Data comes from here (see the Github).

Code

library(tidyverse)
library(plotly)

string_to_numeric_list <- function(s) {
  s <- gsub("[\\[\\]]", "", s) # remove square brackets
  s <- strsplit(s, ",", fixed = TRUE) # split the string using commas
  # Set scipen to a high value to avoid scientific notation
  options(scipen = 999)
  
  # Filter out non-numeric characters before converting to numeric
  numeric_values <- unlist(s)
  numeric_values <- numeric_values[grepl("^-?\\d+(\\.\\d+)?([Ee]?-?\\d+)?$", numeric_values)]
  
  as.numeric(numeric_values) # convert the character vector to numeric and return
}

hgdp_tgp <- read.delim('/home/carter/code/gnomad_meta_hgdp_tgp_v1.txt', header=T, sep='\t')

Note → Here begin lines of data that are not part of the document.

PR #471, opened 2017-09-06
Fix crash for UI modification on a background thread.

roberthein:
Fix crash for UI modification on a background thread.


Toshi/Controllers/Messaging/ChatInteractor.swift
```diff
@@ -142,17 +142,22 @@ final class ChatsInteractor: NSObject {
...
                     guard let txHash = json["tx_hash"] as? String else { fatalError("Error recovering transaction hash.") }
                     guard let value = parameters["value"] as? String else { return }
 
                     let payment = SofaPayment(txHash: txHash, valueHex: value)
-                    self?.sendMessage(sofaWrapper: payment)
-
-                    completion?(true)
+                    
+                    DispatchQueue.main.async {
+                        self?.sendMessage(sofaWrapper: payment)
```
yuliaveres: maybe better to send in background ?

roberthein: What do you mean exactly?

roberthein: Yes! Ok 👌

roberthein: done!

yuliaveres:
Nice catch !

PR #883, opened 2018-05-07
[IOS-652, IOS-639, IOS-640]: Multiple wallets generation, preferred wallet storage

yuliaveres:
img_0596


Toshi/APIClients/EthereumAPIClient.swift
```diff
@@ -439,7 +440,8 @@ final class EthereumAPIClient {
         let address = cereal.address
         let path = "/v1/apn/deregister"
 
-        let params = ["registration_id": appDelegate.token, "address": cereal.paymentAddress]
+        // No need to specify addressed here, as we want to deregister all of them
+        let params = ["registration_id": appDelegate.token]
```
designatednerd: Might be worth pulling in changes from master here - you'd need to make `address` an optional on `APIPushInfo`, but it'll save some merge headaches in the long run.

Toshi/Utilities/UserDefaultsWrapper.swift
```diff
@@ -190,6 +191,15 @@ class UserDefaultsWrapper: NSObject {
             setValue(newValue, for: .activeNetwork)
         }
     }
+
+    static var activeWalletPath: Int? {
+        get {
+            return int(for: .activeWalletPath)
+        }
+        set {
+            setValue(newValue, for: .activeWalletPath)
```
designatednerd: in theory, there shouldn't be anything an attacker can do with just the wallet path since the actual passphrase is stored in the keychain, correct?

designatednerd:
Looking solid! just a couple questions

Toshi/APIClients/EthereumAPIClient.swift
yuliaveres: yes, that one is merged now! will do

Toshi/Utilities/UserDefaultsWrapper.swift
yuliaveres: correct..

Toshi/Models/Wallet/Wallet.swift
```diff
@@ -0,0 +1,128 @@
...
+        let walletKeychain: BTCKeychain = Wallet.walletKeychain(from: mnemonic, lastPath: path)
+        let walletPrivateKey = walletKeychain.key.privateKey.hexadecimalString()
+        self.cereal = EtherealCereal(privateKey: walletPrivateKey)
+    }
+
+    func activate() {
+        UserDefaultsWrapper.activeWalletPath = Int(path)
+    }
+
+    static func generate(mnemonic: BTCMnemonic) {
```
marijnschilling: I'm wondering is it possible to test this function? The wallets stay the same every time right?

yuliaveres: they are same for the passphrase, yes

PR #885, opened 2018-05-07
[CORE-131]: Network Switching

designatednerd:
This is a PR of the feature branch we've been using for Network Switching to `master`. Should have an extra set of eyes before the merge.


marijnschilling:
img_bcce8420de46-1
What i understood in the meeting yesterday is that we shouldn't show the network bar when we're on the default network of the current target. But here i'm on debug and on Toshi Test Network i do get te banner. Is this a bug?

designatednerd:
@marijnschilling Yep this is what #888 fixes

designatednerd:
Moved to a separate PR.

PR #889, opened 2018-05-08
WIP: Investigate possible frequency of `Cereal` not being able to load from yap

designatednerd:


designatednerd:
Fixed via #891

PR #890, opened 2018-05-08
[CORE-130]: Feature hd wallet

marijnschilling:
This is a PR of the feature branch we've been using for HD-wallet to master. Should have an extra set of eyes before the merge.


marijnschilling:
Confirmed that this bug is fixed after the master was merged: https://toshiapp.atlassian.net/browse/IOS-656

Toshi/Models/Wallet/Wallet.swift
```diff
@@ -0,0 +1,128 @@
...
+// You should have received a copy of the GNU General Public License
+// along with this program.  If not, see <http://www.gnu.org/licenses/>.
+
+import Foundation
+import EtherealCereal
+import HDWallet
+import Haneke
+import BlockiesSwift
+
+struct Wallet {
```
designatednerd: I'm concerned that there aren't any tests on this. Particularly given that this deals with users' money, I don't believe we should merge this without at least some tests validating expected and/or any known error states.

Toshi/Models/Wallet/Wallet.swift
```diff
@@ -0,0 +1,128 @@
...
+
+    static var walletsAddresses: [String] {
+        return items.map { $0.address }
+    }
+
+    static var activeWallet: Wallet {
+        return items.first(where: { $0.path == activeWalletPath }) ?? Wallet.items.first!
+    }
+
+    static private var identiconGenerationQueue: OperationQueue = {
```
designatednerd: I think it would be helpful to pull this identicon stuff out into its own class or struct. Both from a testing perspective (reducing potential stuff we need to test on the wallet, making it easier to specifically test identicon generation if we decide we should), and a reusability perspective (what if we want to generate identicons someplace else?), it seems like a reasonable place to separate things out. 

Doesn't have to be before merge, but if it helps in getting things tested on the wallet, great.

Toshi.xcodeproj/project.pbxproj
```diff
@@ -1016,6 +1017,7 @@
 		C1128E2CDD482DB9BE1BF5A3 /* libPods-CocoaPods-Distribution.a in Frameworks */ = {isa = PBXBuildFile; fileRef = 7E67E3F2BFB7B0171BF61B30 /* libPods-CocoaPods-Distribution.a */; };
 		C904ABD5324415F45702AB48 /* libPods-CocoaPods-Distribution.a in Frameworks */ = {isa = PBXBuildFile; fileRef = 2446336EA68730ACD1CE100D /* libPods-CocoaPods-Distribution.a */; };
 		D197B006BD046DC2E6B46351 /* String+nsRange.swift in Sources */ = {isa = PBXBuildFile; fileRef = D197B695935159A20363BBF9 /* String+nsRange.swift */; };
+		D197B02250886AD34FFCD093 /* SecuriryCellConfigurator.swift in Sources */ = {isa = PBXBuildFile; fileRef = D197BDE56C0F64F372F9B728 /* SecuriryCellConfigurator.swift */; };
```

# Filter out rows with NAs in population_inference.pca_scores
hgdp_tgp <- hgdp_tgp[!is.na(hgdp_tgp$population_inference.pca_scores), ]

# Now create the numeric_pca_scores list
numeric_pca_scores <- lapply(hgdp_tgp$population_inference.pca_scores, string_to_numeric_list)

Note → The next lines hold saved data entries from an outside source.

PR #891, opened 2018-05-08
Hotfix for Cereal issues

designatednerd:
This version: 

- Disables account creation if you're not connected to the internet or if the creation process otherwise fails, preventing you from winding up in a state where you could have an account with no user. 
- ADDED: Refactors the `Cereal` class so that the empty initializer is no longer available. The shared instance is initialized under the hood only with a retrieved instance - it must otherwise be explicitly initialized by registering or logging in. If you attempt to access the shared instance without checking that it exists, the app will crash. 
- Will log and crash if for some reason the user has created and stored a passphrase in Yap, but we are unable to access it. This should prevent a user from getting into a weird state where a failure by Yap causes a new passphrase to be generated, causing them to potentially lose access to their account if they haven't secured their passphrase.
- Updates Teapot so we actually know when requests fail due to network failures.
- Adds the skeleton of some alert convenience updates, but only implements it in the places we're showing alerts related to this problem. 

Version 1.3.6 should be cut, tagged, and released from this branch, then we should update based on `master` so these fixes can be merged back in to the continuing code.


Toshi/Models/Cereal.swift
```diff
@@ -216,5 +222,6 @@ class Cereal: NSObject {
 
     @objc private func userCreated(_ notification: Notification) {
         Yap.sharedInstance.insert(object: mnemonic.words.joined(separator: " "), for: Cereal.privateKeyStorageKey)
```
marijnschilling: Use is also created on line 71 in Cereal. We also need to set this value to true there.

designatednerd: Yes! The refactoring I just did centralized shoving this in the database to this method - adding it in the other initializer wasn't working anyway, since the database hadn't been initialized. It was only once this method was hit that it was actually persisted 😛

Toshi/Models/Cereal.swift
```diff
@@ -84,40 +145,24 @@ class Cereal: NSObject {
...
-            guard result == 0 else {
-                CrashlyticsLogger.log("Failed to generate random entropy data")
-                fatalError("Failed to randomly generate and copy bytes for entropy generation. SecRandomCopyBytes error code: (\(result)).")
-            }
+    private override init() {
+        fatalError("Don't use the empty initializer!")
+    }
 
-            mnemonic = BTCMnemonic(entropy: entropy, password: nil, wordListType: BTCMnemonicWordListType.english)!
+    static func generateEntropy() -> Data {
```
marijnschilling: Can this be private as well? Or is it public for testing purposes?

Toshi/Models/Cereal.swift
```diff
@@ -20,9 +20,39 @@ import HDWallet
 /// An EtherealCereal wrapper. Generates the address and public key for a given private key. Signs messages.
 class Cereal: NSObject {
 
-    @objc static var shared: Cereal = Cereal()
+    /// The underlying shared Cereal. Will be nil at first if there is no stored cereal,
+    /// at which point it should be set once the user is created.
+    private static var _shared: Cereal? = {
+        guard let passphrase = Cereal.storedPassphrase() else {
+            if UserDefaultsWrapper.hasStoredPassphraseInYap {
```
marijnschilling: This is a great check, so if we couldn't found the stored passphrase but the password has been saved it will throw an fatal error. So this will pop up when we're dealing with race conditions from the Yap database not having stored the password yet when we try to receive it.

Tests/CerealTests.swift
```diff
@@ -91,4 +92,40 @@ class CerealSignEthereumTransactionWithWalletTests: XCTestCase {
...
+        XCTAssertNotNil(Cereal(entropy: Cereal.generateEntropy()), "Could not generate cereal from entropy")
+    }
+
+    func testGeneratingFromEmptyDataFails() {
+        XCTAssertNil(Cereal(entropy: Data()), "Should not be able to generate cereal from empty data")
+    }
+
+    func testGeneratingFromValidWordList() {
+        guard let fromWordList = Cereal(words: words) else {
+            XCTFail("Could not generate cereal from vali word list")
```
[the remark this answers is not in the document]
designatednerd: 🤦‍♀️

Toshi/Models/Cereal.swift
designatednerd: Public for testing purposes

Toshi/Controllers/Sign In/SignInViewController.swift
```diff
@@ -105,12 +105,14 @@ final class SignInViewController: UIViewController {
...
             switch result {
+            case .notConnected:
+                strongSelf.showErrorOKAlert(message: Localized.alert_no_internet_message)
             case .signUpWithPassphrase:
                 let alertController = UIAlertController(title: Localized.sign_up_with_passphrase_alert_title, message: Localized.sign_up_with_passphrase_alert_message, preferredStyle: .alert)
                 alertController.addAction(UIAlertAction(title: Localized.cancel_action_title, style: .cancel, handler: nil))
                 alertController.addAction(UIAlertAction(title: Localized.sign_up_with_passphrase_accept_action_title, style: .default, handler: { _ in
                     guard let validCereal = Cereal(words: passphrase) else { return }
-                    Cereal.shared = validCereal
+                    Cereal.setSharedCereal(validCereal)
```
yuliaveres: this is probably also too early to set `shared`, as user might not accept terms / or change his mind and create a new account with different seed, while "new" will be created with this one.

designatednerd: This wouldn't set the cereal unless they actually performed the action being added though, which is accepting the terms

Toshi/Controllers/Sign In/SplashViewController.swift
```diff
@@ -224,6 +238,12 @@ final class SplashViewController: UIViewController {
     }
 }
 
+extension SplashViewController: ActivityIndicating {
+    var activityIndicator: UIActivityIndicatorView {
+        return activityView
+    }
+}
```
designatednerd: you actually can just make the `lazy var` be named `activityIndicator`- then you don't have to add more than the mix-in declaration of conformance to `ActivityIndicating`.

Toshi/Supporting Files/SessionManager.swift
```diff
@@ -92,6 +93,16 @@ final class SessionManager {
...
 
+            guard let status = Navigator.tabbarController?.reachabilityManager.currentReachabilityStatus else {
+                // Can't check status but just to be safe:
+                return
+            }
+
+            if status == .notReachable {
+                completion(.notConnected)
+                return
+            }
```
designatednerd: would it be worth checking that there actually was an error (or at least no profile) before performing these checks?

Toshi/Controllers/Sign In/SignInViewController.swift
yuliaveres: @designatednerd i guess my explanation is bad. This alert is about making sure the use wants to create a new Toshi account with the given seed s/he inputted on Sign in View. 
"Create new account action"
img_0598
cereal was set here, but after user clicks this action, s/he is thrown back to splash when "Accept terms" alert is shown. And there s/he should accept terms and only after user is created, cereal should be set.

I have tested this flow, and Agreed to crate a new toshi user with the seed I provided on Sign in flow. Then I was thrown to Splash, but I have not accepted terms, or just decided to create a new Toshi account with different seed, so I tapped "Create new account" on Splash (which should generate random 12 words for me). But since cereal was set before, it was used afterwards and new account did not have new 12 words generated, but same which I have entered in Sign in view.

designatednerd: Ahaaaaaaaaa, that makes more sense. Thank you very much for the explanation!

marijnschilling:
Doing Q&A with list of tests below. Let me know if there's other things i should test. I just tested on my device right now.
- Sign in ✅ 
- Sign in while offline ✅
- Sign in with wrong passphrase ❌ (see below)
- Sign in with unregistered passphrase ✅
- Sign in with unregistered passphrase - cancel on accept terms - create new account ✅

- Create new account ✅
- Create new account while offline ✅

Everything works except signing in with a wrong passphrase (i.e: valid words just not a valid combination) Doing that dismisses the sign-up view and brings me to this view:
screenshot 2018-05-09 10 26 07
But i don't know if that was introduced by this fix, it isn't blocking this hotfix.

designatednerd:
woot, tests passing now! Gonna merge this into master.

pca_scores <- as.data.frame(do.call(rbind, numeric_pca_scores))

colnames(pca_scores)[1:3] <- c("PC1", "PC2", "PC3")

colors <- hgdp_tgp$hgdp_tgp_meta.Pop.colors

# Add the "hgdp_tgp_meta.Population" column to the combined_data dataframe
populations <- hgdp_tgp$hgdp_tgp_meta.Population
combined_data <- cbind(pca_scores, colors, populations)

# Convert population codes to names

population_codes <- c(
"CHB", "JPT", "CHS", "CDX", "KHV", "CHD",
"CEU", "TSI", "GBR", "FIN", "IBS",
"YRI", "LWK", "GWD", "MSL", "ESN",
"ASW", "ACB", "MXL", "PUR", "CLM", "PEL",
"GIH", "PJL", "BEB", "STU", "ITU"
)

population_names <- c(
  "Northern Han Chinese",
  "Japanese",
  "Southern Han Chinese",
  "Chinese Dai",
  "Kinh",
  "US Chinese",
  "Utah resident of European ancestry",
  "Toscani",
  "British",
  "Finnish",
  "Iberian populations",
  "Yoruba",
  "Luhya",
  "Gambian",
  "Mende",
  "Esan",
  "African American",
  "African Caribbean",
  "US Hispanic (Mexican)",
  "Puerto Rican",
  "Colombian",
  "Peruvian",
  "Gujarati Indian (in US)",
  "Punjabi",
  "Bengali",
  "Sri Lankan Tamil (in UK)",
  "Indian Telugu (in UK)"
)

pop_code_to_name <- setNames(population_names, population_codes)
combined_data$populations <- ifelse(combined_data$populations %in% population_codes,
                                    pop_code_to_name[combined_data$populations],
                                    combined_data$populations)

plot3d <- plot_ly(
  data = combined_data,
  x = ~PC1,
  y = ~PC2,
  z = ~PC3,
  type = "scatter3d",
  mode = "markers",
  marker = list(
    size = 2.5,
    color = ~colors,
    opacity = 1
  ),
  hovertemplate = paste("%{text}<extra></extra>"),
  text = ~populations
)

Plot

I’ve converted the population codes in the data to their respective population names.